Using my R&S FSH3 Spectrum Analyzer and IAS Intermod Software, I was able to coordinate the 60 channels of production RF (with spares), program our units and pass on frequencies to the other suppliers (trucks) for their RF.
One other thing I included into the coordination band plan, was to leave at least some 6mHz blocks of space in each of the 'popular' RF units for the incoming band RF.
On site, once the PA was out of the way, Patch Land and Monitor Beaches were established, we started in on RF World. Sparking up the receivers showed that 2-3 units were too close to an in use frequency, and in a matter of moments, a spare was deployed. When war gaming the whole system, I think only 1 unit had an issue within the system.
One of the acts brought their own RF tech. After a quick chat about 'wow thats alot of RF' and other typical chit chat, he went on to coordinate his RF (roughly 30 channels IRRC) to play nicely with ours. In addition, when he was doing our scans, picked up on the 6mHz holes I left out, and with IAS, marked the TV channels I was operating in as DTV (which just happened to be how I planned it in my head). He did have everything working with all of our units in operation, but the customary, I'll turn off my stuff when not required if you turn off your stuff when not required was in effect.
So fast forward a few months of onsite coordinations, to last weekend. We had a typical show for us, load in early morning, hang a bunch of PA in a convention center, start sound checks after lunch, and do a show.

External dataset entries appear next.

PR #1103, opened 2018-02-27
ISAICP-4338: Extra && operator in update_production.sh script

brummbar:


pfrenssen:
Looking good! This `&&` was left behind when we removed the line that enables config_readonly recently.

PR #1112, opened 2018-03-05
ISAICP-4348: Exclude rule 15 from the ADMS validation

idimopoulos:


web/modules/custom/adms_validator/src/AdmsValidationResult.php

The requirements of this party band, had 10 wireless IEM and 13 RF mics (plus a few RF for other show elements). With our small time frame to setup and coordinate 30 channels of RF from scratch, I decided to try this approach again. The venue was closer than the first time at the benefit, but downtown Calgary.
With this particular venue, in the right time of year, there are a lot of smaller ballroom/board meeting spaces in a small area, and you can easily pickup each others wireless fairly well. Even in this venue, there is a separate hotel ballroom on top of the second floor loading dock, that shares a common wall with the convention hall, and across the street is another building with several dozen smaller ballroom/meeting spaces.
In this instance, the difference (aside from less RF), was that the units weren't programmed before showing up on site, just the RF coordination was performed. When we initially turned on the Rx programmed from various shows prior, it was nothing short of a christmas tree display of various RF sources! Kind of fitting for a christmas party.
Once we started programming the Rx and Tx, in all, 2 Tx needed to be adjusted due to system interference (and even that was probably due to the gain stages in the UA870 and UA845 antennal/distro system in conjunction with the close distance of the Tx).
In short, it worked out on several occasions to pre program large RF shows from the warehouse, and perform onsite coordination changes for larger shows on an as needed basis.